[[ Material provided, beginning ]]

PR #590, opened 2025-07-09
[#589] Add runtime validation for limit and HBA configuration on conf set

Userfrom1995:


jesperpedersen:
Merged.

[[ Material provided, end ]]

Work item - For this exercise, copy word for word the line that contains "[#589] Add runtime" and every line after it, ending with the last line of the entries above.

Response to the exercise -
[#589] Add runtime validation for limit and HBA configuration on conf set

Userfrom1995:


jesperpedersen:
Merged.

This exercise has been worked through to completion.